The ability of corporations to fund political campaigns gives them a great deal of power in the political process, placing another huge ethical responsibility on their shoulders as they face decisions that seem to place social responsibility and business sustainability at odds. When legislation proposing a ban on cigarette advertising was introduced in the 20th century, for example, cigarette companies faced a choice to support or oppose a legal act that could benefit society while threatening their own sustainability.
Sustainability is all about the ability to keep the doors open and continue to serve customers. Positive cash flow is essential to sustainability, as it pays today's bills and expenses, but long-term investment and strategic planning are just as important. More than simply ensuring cash on hand, business sustainability requires entrepreneurs and managers to invest in production capacity, research and development, competitive labor, and branding. Sustainability also requires thorough short-, medium- and long-term strategies for product development, brand development and continued growth.
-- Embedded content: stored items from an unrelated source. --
PR #1586, opened 2026-02-22
feat: add package download button

### LINKED ISSUE #1528: Proposal: Add a button to direct download a dependency
It shouldn't be too hard but it would be interesting if you added a button to download the package and optionally it's dependencies.

Adebesin-Cell:
### 🔗 Linked issue

resolves https://github.com/npmx-dev/npmx.dev/issues/1528

### 🧭 Context

There was previously no way to directly download a package tarball or fetch all dependencies from the package detail page. 

This PR introduces a Download button to make that happen.

### 📚 Description

This change adds a new **Download** button to the package detail page. The button includes a dropdown menu with two options:

* Download the package `.tgz` tarball directly.
* Generate and download a `.jh` script to fetch all dependencies.

### Screenshot

-> OLD UI
Screenshot 2026-02-22 at 21 36 23

-> NEW UI
Screenshot 2026-03-17 at 04 41 54


serhalp:
@Adebesin-Cell 👋🏼 I'd love to get this great feature reviewed and shipped! Would you mind rebasing it first? 🙏🏼

Adebesin-Cell:
@serhalp Resolved. I spent the entire day trying to figure out why browser testing kept failing, but I couldn’t get it to work. Any ideas?

app/components/Package/DownloadButton.vue
```diff
@@ -0,0 +1,253 @@
...
+  },
+)
+
+const triggerRef = useTemplateRef('triggerRef')
+const listRef = useTemplateRef('listRef')
+const isOpen = shallowRef(false)
+const highlightedIndex = shallowRef(-1)
+const dropdownPosition = shallowRef<{ top: number; left: number } | null>(null)
+
+const { t } = useI18n()
```
serhalp: We just use the `$t` auto-import
```suggestion
```

app/components/Package/DownloadButton.vue
```diff
@@ -0,0 +1,253 @@
...
+    const link = document.createElement('a')
+    link.href = tarballUrl
+    link.download = `${props.packageName.replace(/\//g, '__')}-${props.version.version}.tgz`
+    document.body.appendChild(link)
+    link.click()
+    document.body.removeChild(link)
+  }
+}
+
+function downloadDependenciesScript() {
```
serhalp: I'm having a hard time imagining the value of this feature. What use cases are you thinking of?

My suggestion would be to punt on this part for this PR and revisit this in a follow-up. Does that seem ok?

app/components/Package/DownloadButton.vue
```diff
@@ -0,0 +1,253 @@
...
+  if (!props.installSize) return
+
+  const lines = [
+    '#!/bin/bash',
+    `# Download dependencies for ${props.packageName}@${props.version.version}`,
+    'mkdir -p node_modules',
```
serhalp: This script will only work on Linux and macOS machines, so we'd need to either generate a Windows version conditionally or warn that it isn't Windows compatible.

But see my comment above – I'm not sure this feature is worthwhile 🤔.

app/components/Package/DownloadButton.vue
```diff
@@ -0,0 +1,253 @@
...
+const listRef = useTemplateRef('listRef')
+const isOpen = shallowRef(false)
+const highlightedIndex = shallowRef(-1)
+const dropdownPosition = shallowRef<{ top: number; left: number } | null>(null)
+
+const { t } = useI18n()
+const menuId = 'download-menu'
+const menuItems = computed(() => {
+  const items = [{ id: 'package', label: t('package.download.package'), icon: 'i-lucide:package' }]
+  if (props.installSize) {
```
serhalp: nit: Since this doesn't have anything to do with "install size" per se, it feels like this is misusing the field a bit?

serhalp (commented):
🙌🏼 This is looking good to me and works well.

However I'd vote to remove the deps `.sh` feature for now and open a new issue to discuss it.

app/components/Package/DownloadButton.vue
Adebesin-Cell: That’s fair, I’m happy to revisit later.

The main use case I had in mind is allowing users to download dependency tarballs directly so they can inspect or audit them before installing. It’s not something everyone would use, but it can be helpful in cases where people want more visibility into what’s being pulled in. It aligns with the original author of the feature as well https://github.com/npmx-dev/npmx.dev/issues/1528#issuecomment-4088851180 

But we can talk about it if we want to implement it, I'm happy to work on that and make it cross-platform as well 👍

app/components/Package/DownloadButton.vue
Adebesin-Cell: Good catch! Fixed here [`ba7281d` (this PR)](https://github.com/npmx-dev/npmx.dev/pull/1586/commits/ba7281d24ffa118abc22ea0f89ce0f0c1b2aee47)

i18n/locales/en.json
```diff
@@ -595,6 +595,11 @@
       "b": "{size} B",
       "kb": "{size} kB",
       "mb": "{size} MB"
+    },
+    "download": {
+      "button": "Download",
+      "package": "Download Package (.tgz)",
+      "dependencies": "Download Dependencies (.sh)"
```
ghostdevv: this says `.sh` but it downloads a JS script?

ghostdevv (changes requested):

i18n/locales/en.json
Adebesin-Cell: Good catch! I changed the implementation a bit to run a script instead of downloading an sh file to make it adaptable to any platform.

ghostdevv (changes requested):
What if we downloaded the tarballs for the user instead of having them run a script?

Adebesin-Cell:
> What if we downloaded the tarballs for the user instead of having them run a script?

**Interesting idea, though my concern is the number of files**, a package like `express` has ~60 deps. Serving all those tarballs individually would be a lot.

We could zip them into a single archive server-side (e.g., using something like `archiver` / `zip-stream`), fetching the tarballs on demand and streaming them into a zip as the user requests the download, rather than pre-fetching everything. That keeps it manageable.

That said, @serhalp also had second thoughts on the dependency download part of this PR and suggested punting on it to revisit in a follow-up. The single-package `.tgz` download works well as-is.

Maybe we land the single-package download now and open a separate issue to discuss the bulk dependency download approach (zipping, streaming, etc.)?

ghostdevv:
> Interesting idea, though my concern is the number of files, a package like express has ~60 deps. Serving all those tarballs individually would be a lot.

But you'd need to download the files anyway? Is the idea that the script just gives you the option to do it later?

> We could zip them into a single archive server-side (e.g., using something like archiver / zip-stream), fetching the tarballs on demand and streaming them into a zip as the user requests the download, rather than pre-fetching everything. That keeps it manageable.

I'd be worried about the memory usage

Adebesin-Cell:
> > Interesting idea, though my concern is the number of files, a package like express has ~60 deps. Serving all those tarballs individually would be a lot.
> 
> But you'd need to download the files anyway? Is the idea that the script just gives you the option to do it later?
> 
> > We could zip them into a single archive server-side (e.g., using something like archiver / zip-stream), fetching the tarballs on demand and streaming them into a zip as the user requests the download, rather than pre-fetching everything. That keeps it manageable.
> 
> I'd be worried about the memory usage

Yeah, you're right! I've removed the download dependencies script option for now in [5e0882f](https://github.com/npmx-dev/npmx.dev/pull/1586/commits/5e0882f2a3e920b17ae803df55a594195a49989e).
                                                                                                                           
We can open a separate issue to discuss the best approach for bulk dependency downloads if it's something we want to revisit.

ghostdevv:
@Adebesin-Cell I removed the dropdown for now, as well as simplified the subtle button code

We should do a follow up for subtle button because there are a few places that use button base but have some subtle styles on them. The package manager dropdown uses the old button and can probably be updated to use button base with a new subtle style. Here are some examples of how the newer button style has a subtle hint to it:

image

ghostdevv (approved):

Adebesin-Cell:
> @Adebesin-Cell I removed the dropdown for now, as well as simplified the subtle button code
> 
> We should do a follow up for subtle button because there are a few places that use button base but have some subtle styles on them. The package manager dropdown uses the old button and can probably be updated to use button base with a new subtle style. Here are some examples of how the newer button style has a subtle hint to it:
> 
> image

Hey! Thanks for this, it looks neat 👏. I was actually going to ask if we should declutter the dropdown into a button. Glad you went ahead and did it!                                                                                          

Thanks for staying on top of the review and helping improve the PR 🙏

PR #123, opened 2020-02-08
Add `ignore` to `savename`

### LINKED ISSUE #121: Add `ignore` to `savename`
It would be useful to ignore some keys when doing `savename`.

For example

```julia
args = (
    dataset = "mnist",
    n_epochs = 10,
    use_trained = false,
)

savename(args; ignore = [:use_trained]) # => "dataset=mnist_n_epochs=10"
```

xukai92:
Closes #121

### DIFF
--- a/src/naming.jl
+++ b/src/naming.jl
@@ -89,15 +89,16 @@ function savename(prefix::String, c, suffix::String;
         prefix = joinpath(prefix, dpre)
     end
 
-    labels = setdiff(
-        vecstring.((accesses, ignores)) # make it vector of strings
-    )   # ignores overwrites accesses
-    p = sortperm(labels)
+    # Perform access and ignore logic and sort
+    access_labels, ignore_labels = vecstring.((accesses, ignores))  # make it vector of strings
+    label_acc_tuples = collect(zip(access_labels, accesses))        # create tuple
+    filter!(t -> !(t[1] in ignore_labels), label_acc_tuples)        # ignores overwrites accesses
+    sort!(label_acc_tuples; by=(t -> t[1]))                         # sort by labels
+    
     first = prefix == "" || endswith(prefix, PATH_SEPARATOR)
     s = prefix
-    for j ∈ p
-        val = access(c, visibles[j])
-        label = labels[j]
+    for (label, acc) ∈ label_acc_tuples
+        val = access(c, acc)
         t = typeof(val)
         if any(x -> (t <: x), allowedtypes)
             val = roundval(val,digits=digits,scientific=scientific)
--- a/src/naming.jl
+++ b/src/naming.jl
@@ -71,6 +71,7 @@ savename(d, allowedtypes = (String,)) == "mode=double"
 
 rick = (never = "gonna", give = "you", up = "!");
 savename(rick) == "give=you_never=gonna_up=!" # keys are sorted!
+savename(rick; ignores = ["up"]) == "give=you_never=gonna"
 ```
 """
 savename(c; kwargs...) = savename(default_prefix(c), c, ""; kwargs...)
@@ -181,7 +182,7 @@ access(c, key) = getproperty(c, key)
 
 """
     allignore(c)
-Return all the keys `c` will be ignored during [`savename`](@ref).
+Return all the keys `c` that will be ignored in [`savename`](@ref).
 This is an empty tuple by default.
 """
 allignore(c::Any) = ()
--- a/src/naming.jl
+++ b/src/naming.jl
@@ -38,7 +38,7 @@ See also [`parse_savename`](@ref).
   keys `c` can be accessed with, see [`allaccess`](@ref).
 * `ignores = allignore(c)` : You can also specify which specific keys you want
   to ignore with the keyword `ignores`. By default this is an empty 
-  tuple, see [`allignore`](@ref).
+  tuple, see [`allignore`](@ref). Note that `ignores` overwrites `accesses`.
 * `digits = 3` : Floating point values are rounded to `digits`.
   In addition if the following holds:
   ```julia
--- a/src/naming.jl
+++ b/src/naming.jl
@@ -37,7 +37,7 @@ See also [`parse_savename`](@ref).
   to use with the keyword `accesses`. By default this is all possible
   keys `c` can be accessed with, see [`allaccess`](@ref).
 * `ignores = allignore(c)` : You can also specify which specific keys you want
-  to ignore with the keyword `ignores`. By default this is an empty 
+  to ignore with the keyword `ignores`. By default this is an empty
   tuple, see [`allignore`](@ref). Note that `ignores` overwrites `accesses`.
 * `digits = 3` : Floating point values are rounded to `digits`.
   In addition if the following holds:
@@ -47,7 +47,7 @@ See also [`parse_savename`](@ref).
   then the integer value is used in the name instead.
 * `scientific = nothing` : Number of significant digits used for rounding of
   floating point values using scientific notation (e.g. `1.65e-7`).
-  If `nothing`, normal rounding is done. 
+  If `nothing`, normal rounding is done.
 * `connector = "_"` : string used to connect the various entries.
 * `expand::Vector{String} = default_expand(c)` : keys that will be expanded
   to the `savename` of their contents, to allow for nested containers.
@@ -90,15 +90,15 @@ function savename(prefix::String, c, suffix::String;
     end
 
     # Perform access and ignore logic and sort
-    access_labels, ignore_labels = vecstring.((accesses, ignores))  # make it vector of strings
-    label_acc_tuples = collect(zip(access_labels, accesses))        # create tuple
-    filter!(t -> !(t[1] in ignore_labels), label_acc_tuples)        # ignores overwrites accesses
-    sort!(label_acc_tuples; by=(t -> t[1]))                         # sort by labels
-    
+    labels = vecstring(accesses) # make it vector of strings
+    ignored_labels = vecstring(ignores)
+    p = sortperm(labels)
     first = prefix == "" || endswith(prefix, PATH_SEPARATOR)
     s = prefix
-    for (label, acc) ∈ label_acc_tuples
-        val = access(c, acc)
+    for j ∈ p
+        label = labels[j]
+        label ∈ ignored_labels && continue
+        val = access(c, accesses[j])
         t = typeof(val)
         if any(x -> (t <: x), allowedtypes)
             val = roundval(val,digits=digits,scientific=scientific)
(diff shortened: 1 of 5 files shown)


src/naming.jl
```diff
@@ -173,6 +177,13 @@ access(c, keys...) = access(access(c, keys[1]), Base.tail(keys)...)
 access(c::AbstractDict, key) = getindex(c, key)
 access(c, key) = getproperty(c, key)
 
+"""
+    allignore(c)
+Return all the keys `c` will be ignored during [`savename`](@ref).
+This is an empty tuple by default.
+"""
+allignore(c::Any) = ()
```
sebastianpech: I would rename this to `nonignore`. 
`allaccess` mean access all field, then `allignore` means ignore all fields.

sebastianpech: And you don't need to specify `::Any`, it's the default.

src/naming.jl
```diff
@@ -86,12 +89,13 @@ function savename(prefix::String, c, suffix::String;
         prefix = joinpath(prefix, dpre)
     end
 
-    labels = vecstring(accesses) # make it vector of strings
+    visibles = setdiff(accesses, ignores)
+    labels = vecstring(visibles) # make it vector of strings
```
sebastianpech: Currently `allaccess` will return `Vector{String}` or `Vector{Symbol}`. So to make this work, `accesses` and `ignores` must be of the same type. If you switch the lines and convert both with `vecstring` before doing `setdiff` the types don't matter because everything is a string afterwards.

src/naming.jl
```diff
@@ -36,6 +36,9 @@ See also [`parse_savename`](@ref).
 * `accesses = allaccess(c)` : You can also specify which specific keys you want
   to use with the keyword `accesses`. By default this is all possible
   keys `c` can be accessed with, see [`allaccess`](@ref).
+* `ignores = allignore(c)` : You can also specify which specific keys you want
+  to ignore with the keyword `ignores`. By default this is an empty 
+  tuple, see [`allignore`](@ref).
```
sebastianpech: Please add that `ignores` overwrites `accesses`

src/naming.jl
Datseris: Hm, I am in favor of `allignore`. `allaccess` does not mean "access all the fields", but it means "all the fields that will be accessed". It just so happens that by default it _is_ all fields.

Similarly `allignore` means "all the fields that will be ignored". `noignore` isn't so intuitive, because I would naively think that it would return that fields that _wouldn't_ be ignored...

test/naming_tests.jl
```diff
@@ -26,11 +26,13 @@ n = (x = x, y = y)
 
 z = "lala"
 d2 = Dict(:x => x, :y => y, :z => z)
-n2 = (x = x, y = y, z= z)
+n2 = (x = x, y = y, z = z)
 
 @test d2 == @dict x y z
 @test n2 == @ntuple x y z
 
+@test savename(n2; ignores=(:y,)) == "x=3_z=lala"
```
Datseris: A case where both `ingores` and `accesses` are specified must be tested, to ensure that the set difference indeed works as expected.

src/naming.jl
sebastianpech: Ok. I mean it's a function thats not exported anyway so I'm fine with `allignore`

xukai92: I thought the variabels have the same meaning as @Datseris explains. I will keep it as `allignore`.

src/naming.jl
xukai92: Good point! I will fix this.

xukai92: It actually introduces some issue later in the code. Basically the current way of implement the sort is by returning the indics of `visibles` (previously `accesses`) to `p` and latter access it by `visibles[i]`(previously `accesses[i]`). This is necessary because we need the original variables in `visibles` (or `accesses`) for `access`. However, this relies on the fact that the label and value in the label and original container has consistent indics, which is not the case after `setdiff`.

I have to change the way labels and original values are accessed using `zip` and `filter` - please see my updates.

test/naming_tests.jl
xukai92: Added.

src/naming.jl
xukai92: Added.

src/naming.jl
```diff
@@ -89,14 +89,16 @@ function savename(prefix::String, c, suffix::String;
         prefix = joinpath(prefix, dpre)
     end
 
-    visibles = setdiff(accesses, ignores)
-    labels = vecstring(visibles) # make it vector of strings
-    p = sortperm(labels)
+    # Perform access and ignore logic and sort
+    access_labels, ignore_labels = vecstring.((accesses, ignores))  # make it vector of strings
+    label_acc_tuples = collect(zip(access_labels, accesses))        # create tuple
+    filter!(t -> !(t[1] in ignore_labels), label_acc_tuples)        # ignores overwrites accesses
```
Datseris: `setdiff` should be used here instead. Not only it combine these 2 lines into one, it is also more performant.

Datseris:
```

julia> a = ["a", "b", "c"]
3-element Array{String,1}:
 "a"
 "b"
 "c"

julia> b = ["b"]
1-element Array{String,1}:
 "b"

julia> setdiff(a, b)
2-element Array{String,1}:
 "a"
 "c"
```

xukai92: I understand how `setdiff` works. However, what we have now is a list of tuples.
```
julia> a_sym = [("a", :a),  ("b", :b)]; # or

julia> a_str = [("a", "a"), ("b", "b")];

julia> b_sym = [("b", :b)]; # or

julia> b_str = [("b", "b")];

julia> setdiff(a_sym, b_sym)
1-element Array{Tuple{String,Symbol},1}:
 ("a", :a)

julia> setdiff(a_sym, b_str)
2-element Array{Tuple{String,Symbol},1}:
 ("a", :a)
 ("b", :b)

julia> setdiff(a_str, b_sym)
2-element Array{Tuple{String,String},1}:
 ("a", "a")
 ("b", "b")

julia> setdiff(a_str, b_str)
1-element Array{Tuple{String,String},1}:
 ("a", "a")
```

The current implementation can deal with both cases.

Besides, I think performance should not be a concern here.

Datseris: I must admit I am extremely confused by this comment. Why would there be a datastructure like `a_sym = [("a", :a),  ("b", :b)];`???

`allaccess` and `allignore` both return a vector of keys to access the container. These are either vectors of symbols or vectors of strings, or the empty tuple `()`. In any case `setdiff` will always return the same, simple type as `accesses`.

I now see you have increased the complexity of the source without reason. Unless I am missing something, what you have to do is simply:
```julia
accesses = setdiff(accesses, ingores) # type stable operation, even if `ignores = ()`
```
just before the line `labels = vecstring(accesses)`. Then _change nothing of the subsequent code_. @sebastianpech am I missing something here? Because I think its that simple.

> Besides, I think performance should not be a concern here.

Well, on one hand we have a version that does (a) only a single line modification of the function's core, (b) is more performant and (c) is simpler. The best version is the version that should be implemented. Wouldn't you agree?

src/naming.jl
xukai92: @Datseris Please see here on why simply swapping the lines doesnt work.

src/naming.jl
xukai92: Please read [my comment on the other conversation](https://github.com/JuliaDynamics/DrWatson.jl/pull/123#discussion_r376717544) on why simply swapping the lines as suggested by @sebastianpech doesn't work.

Datseris:
Okay, @xukai92 I see. I have been proven wrong, and it wasn't as simple as I initially thought. 

However, I am not yet giving up in trying to find ways to make this simpler. After all, DrWatson's goal of existence is to make things simple ;)

Here is another suggestion, which modifies the original code as follows. First, define
```julia
    ignore_labels = vecstring(ignores)
```
as you do, and then don't do anything extra. Then, in the main loop of the original code:
```julia
for j ∈ p
        val = access(c, accesses[j])
```
add the line line
```julia
labels[j] in ignore_labels && continue
```
which would skip this iteration.

Would this work just as well? Or there would need modifications to be made? At a first glance, I think this would "work", but I've been wrong before as you know already.

src/naming.jl
xukai92: It might be hard to understand it by words. Here is what would happen if I simply change the two lines.

```julia
    labels_acc, labels_ign = vecstring(accesses), vecstring(ignores)  # L1
    labels = setdiff(labels_acc, labels_ign)                          # L2
    p = sortperm(labels)                                              # L3
    first = prefix == "" || endswith(prefix, PATH_SEPARATOR)          # L4
    s = prefix                                                        # L5
    for j ∈ p                                                         # L6
        val = access(c, accesses[j])                                  # L7
        label = labels[j]                                             # L8
```

Given `accesses = [:z, :y, :x]` and `ignores = [:z]`
- L1: `labels_acc <- ["z", "y", "x"]` and `labels_ign <- ["z"]`
- L2: `labels <- ["y", "x"]`
- L3: `p <- [2, 1]`
- Loop (first time)
  - L6: `j <- 2`
  - L7: `accesses[j]` is `:y`
  - L8: `labels[j]` is `"x"`
- Loop (second time)
  - L6: `j <- 1`
  - L7: `accesses[j]` is `:z`
  - L8: `labels[j]` is `"y"`

As you can see, `accesses[j]` is not consistent with `labels[j]`.

Datseris: Yes, I have understood that, which is why in my latest comment I suggest the `continue` version. When I say "original" version of the code, I literally mean the version before your PR, here: https://github.com/JuliaDynamics/DrWatson.jl/blob/master/src/naming.jl#L89-L94

Adding a `labels[j] in ignore_labels && continue` would fix everything. See https://github.com/JuliaDynamics/DrWatson.jl/pull/123#issuecomment-583779631 . Please notice what I suggest: there is no `labels_acc, labels_ign, labels`, there is only `labels` and just some iteration steps are skipped.

Datseris:
@xukai92 I've just implemented it locally. Adding `    ingored_labels = vecstring(ignores)` and the command 
```
label ∈ ingored_labels && continue
```
in the loop achieves what we want. Full code:
```julia
    labels = vecstring(accesses) # make it vector of strings
    ingored_labels = vecstring(ignores)
    p = sortperm(labels)
    first = prefix == "" || endswith(prefix, PATH_SEPARATOR)
    s = prefix
    for j ∈ p
        label = labels[j]
        label ∈ ingored_labels && continue
        val = access(c, accesses[j])
```

which for example does
```
julia> savename(a)
"x=3_y=2_z=5"

julia> savename(a; ignores = ["z"])
"x=3_y=2"
```

xukai92:
Thanks @Datseris ! Your `continue` solution indeed looks much nicer than my filtering one.

Datseris:
You're welcome, thanks for the idea and the contribution. I am always going full crazy mode regarding code clarity, I hope I didn't annoy you _that_ much. :D

xukai92:
That's all right! I'm happy that I learned how to use `continue` better :p

sebastianpech:
I get it now. The `continue` solution is a lot easier to read. Thanks for your work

Short-term corporate profits can sometimes grow through unethical and irresponsible means, but unscrupulous business practices rarely build the foundation of long-term customer loyalty, legal compliance, and strong brand reputation necessary for sustainability. Doing the right thing may cost a bit more than purely serving the bottom line, but a commitment to social responsibility can build brand equity that stands the test of time. Balancing profit considerations with ethical guidelines for impacting the environment, economies, public health and politics can lead to win-win decisions that keep your company in the black while making positive contributions in the world.